The Economic Origins of Syria's Uprising
By: Nabil Marzouq
Published Sunday, August 28, 2011
Why have socioeconomic demands been largely absent from the agenda of the popular protest movement in Syria? Does this mean that the uprisings were not fuelled by tangible socioeconomic needs or were these secondary and non-essential concerns for Syrians?
The poet Ibrahim Qashoush captures the demands of the Syrian people with the phrase “Syria wants freedom,” the rallying cry of protests across the country. The suggestion that the absence of individual and collective freedoms is the common root of social and economic problems has become almost axiomatic and ingrained in the popular consciousness. Indeed, slogans demanding social justice and an end to corruption disappeared within a month of the uprising. This reflects the dialectic of development and freedom expressed in Indian economist Amartya Sen’s notion of development as freedom, where development is seen as the free choice of peoples and a tool for enhancing their freedom. However, protest slogans do not detract from the reality of the socioeconomic crisis that has unfolded in Syria over the past five years.
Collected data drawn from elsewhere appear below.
PR #1756, opened 2019-02-27
feat: Short Headline to be the primary headline for List Pages and Slices

jimhunty:
https://nidigitalsolutions.jira.com/browse/REPLAT-5646

We were using the longer headline. This PR rectifies this.

It also adds a test for these as well as setting up testing for the shared components of `Tiles` and utils of `ArticleList`. These areas could use some more tests following this PR.

### DIFF
--- a/packages/edition-slices/src/tiles/shared/tile-summary.js
+++ b/packages/edition-slices/src/tiles/shared/tile-summary.js
@@ -33,7 +33,7 @@ const TileSummary = ({
     flags={() => <ArticleFlags {...flagColour} flags={flags} />}
     headline={() => (
       <ArticleSummaryHeadline
-        headline={headline || shortHeadline}
+        headline={shortHeadline || headline}
         style={headlineStyle}
       />
     )}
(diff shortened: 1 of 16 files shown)


packages/edition-slices/src/tiles/shared/tile-summary.js
```diff
@@ -33,7 +33,7 @@ const TileSummary = ({
     flags={() => <ArticleFlags {...flagColour} flags={flags} />}
     headline={() => (
       <ArticleSummaryHeadline
-        headline={headline || shortHeadline}
+        headline={shortHeadline || headline}
```
nathggns: Seems potentially weird we have the logic for picking which headline to use in multiple places, but it'd probably not be worth it to change it at this point. I'm fine either way 👍

jimhunty: I agree, its abstracted away in other packages in utility functions, but that in itself seems not needed as its such simple logic. Hence the test being added, if the logic needs to change at least the test will show the state of play before.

In the years preceding 2005, the Syrian regime – in efforts to justify restrictions on freedom and oppression – carefully nurtured a ‘social development’ rhetoric centred on the role of the state, the public sector, justice, and social programs. Although social programs have steadily decreased since the mid-1980s, what was left of them has been removed with the unequivocal adoption of free market mechanisms in 2005. These ‘trickle down’ economic policies and zealous liberalization efforts have only served to entrench the power and influence of a select group of politically influential nouveau riche.
This process was accompanied by the persistence of an authoritarian system that had become even fiercer. What would have been called ‘criticism’ in the 1990s had become a crime by the early 21st century, subjecting perpetrators to an array of public and private censorship measures. The government’s irresponsible dealings with thousands of Syrian families displaced by years of drought, mainly in the northeast, further sullied its image. With the start of the uprising, the rupture between protesters and the regime became apparent.
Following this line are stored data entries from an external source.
PR #1757, opened 2019-02-27
fix: modal image close button should be in a safe area

nathggns:
Using RN's `SafeAreaView`, we can ensure the modal exit button is in the correct place across all devices.

screen shot 2019-02-27 at 16 24 17

### DIFF
--- a/packages/image/src/styles/shared.js
+++ b/packages/image/src/styles/shared.js
@@ -3,7 +3,7 @@ import { colours } from "@times-components/styleguide";
 const styles = {
   buttonContainer: {
     marginLeft: 15,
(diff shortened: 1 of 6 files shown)


packages/image/src/styles/shared.js
```diff
@@ -3,7 +3,7 @@ import { colours } from "@times-components/styleguide";
 const styles = {
   buttonContainer: {
     marginLeft: 15,
-    marginTop: 20
+    marginTop: 15
```
jimhunty: styleguide `spacing()`

nathggns: 👍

So why are we Syrians regressing and becoming poorer while others get richer? This question was not addressed by public and economic administrators of the country, who drove forward economic liberalization policies.
Syria’s social and economic crisis in recent years has also been laid bare, as economic growth has been sluggish, unstable, and unable to meet the needs of a growing population. Growth and investment has been increasingly concentrated in the trade, finance, real estate, and service sectors. Meanwhile, the agricultural sector continues to contract, with investments declining from 5 percent in 2005 to about 3 percent in 2009. Similarly, investments in industry have dwindled by half a percentage point and growth in the industrial and mining sector has been extremely weak due to decreasing oil production and the depletion of reserves. Moreover, the lack investment in technology and environmentally sustainable industry in line with international standards has led to major deficits and slowed productivity in these sectors.
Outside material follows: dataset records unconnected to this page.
PR #1758, opened 2019-02-27
feat: List 2 no pic 6 tablet

aronshamash:
- as per https://nidigitalsolutions.jira.com/browse/REPLAT-5245

### Android tablet Nexus landscape
screenshot 2019-02-27 at 16 27 10

### DIFF
--- a/packages/edition-slices/src/slices/listtwoandsixnopic/index.js
+++ b/packages/edition-slices/src/slices/listtwoandsixnopic/index.js
@@ -1,6 +1,7 @@
 import React from "react";
 import PropTypes from "prop-types";
 import { ListTwoAndSixNoPic } from "@times-components/slice-layout";
+import { ResponsiveSlice } from "../shared";
 import { TileL, TileC } from "../../tiles";
 
 const ListTwoAndSixNoPicSlice = ({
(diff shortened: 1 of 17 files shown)


packages/edition-slices/src/tiles/tile-l/styles/index.js
```diff
@@ -7,8 +7,8 @@ const styles = {
   },
   headlineStyle: {
     fontFamily: fonts.headline,
-    fontSize: 22,
-    lineHeight: 22,
+    fontSize: 20,
```
Ivaylo1987: Isn't this going to change for the mobile breakpoint, too?

aronshamash: yes it was incorrect before. both mobile and tablet should be 20 according to zeplin

Ivaylo1987: LGTM 🐷

packages/edition-slices/src/tiles/tile-l/styles/index.js
```diff
@@ -7,8 +7,8 @@ const styles = {
   },
   headlineStyle: {
     fontFamily: fonts.headline,
```
jimhunty: Should this use the `fontFactory`?

packages/edition-slices/src/slices/listtwoandsixnopic/index.js
```diff
@@ -15,34 +16,41 @@ const ListTwoAndSixNoPicSlice = ({
...
+        <TileL onPress={onPress} tile={support5} tileName="support5" />
+      )}
+      renderSupport6={() => (
+        <TileL onPress={onPress} tile={support6} tileName="support6" />
+      )}
+    />
+  );
+
+  return (
+    <ResponsiveSlice renderMedium={renderSlice} renderSmall={renderSlice} />
```
jimhunty: How does breakpoint get read in this case? In storybook should the render function have `renderMedium(breakpoint)`?

packages/edition-slices/src/tiles/tile-l/styles/index.js
aronshamash: was just updating an existing tile so prefer to refactor all tiles to use fontFactory in a different PR if we agree to do that.

aronshamash:
@jimhunty rebased so slice layout now has the knobs you added

packages/edition-slices/src/slices/listtwoandsixnopic/index.js
aronshamash: In `shared/responsive-slice.js` the breakpoint is sent as a param to `renderSmall` and `renderMedium`

jimhunty: Of course it is!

Economic liberalization policies exacerbated the crisis of productivity, as well as the associated social problems of unemployment, poverty, and the lowering of living standards. The annual gross domestic product (GDP) growth rate between 2005 and 2009 reached 5.6 percent, which at first glance seems an acceptable figure. But fluctuations from one year to the next were considerable – 16.5 percent in 2006 compared to 1.2 percent in 2008 and 3.2 percent in 2009. This points to the economy’s reliance on the rapid expansion of the banking and insurance sectors, for which annual growth rates stood at 9 percent each, and trade, where growth neared 15 percent. Meanwhile, industrial growth did not surpass 1.7 percent and agriculture was contracting at an average 0.5 percentage points annually.
These resulted from the policies pursued by the government at the behest of international financial institutions and in preparation for the state’s entry into the World Trade Organization (WTO) and the signing of the EU Association Agreement. The state retreated from investments in productive sectors of the economy, failed to address the problems of public sector industries, and left productive investment to the local and foreign private sector. As a result, the level of investment in the national economy was insufficient to sustain required growth rates – the share of gross investment was 18 percent in 2008 and 21 percent in 2009.
These investment patterns resulted in skewed GDP growth and contributed to the rising demand for real estate and the ensuing price increases. Powerful figures in the regime seeking to cash in have purchased or commandeered lands, provoking the ire of small landowners who saw in the uprising an opportunity to express their rejection of these injustices. Years of drought were accompanied by economic liberalization policies, including IMF-recommended subsidy cuts to reduce the budget deficit, particularly for fuel, power, cement, and fertilizers (insecticide and other agricultural subsidies had already been scrapped). Producers were suddenly faced with exponential cost increases and lacked access to funding or credit facilities. Some were forced to farm less of their lands than before and others abandoned their crops altogether.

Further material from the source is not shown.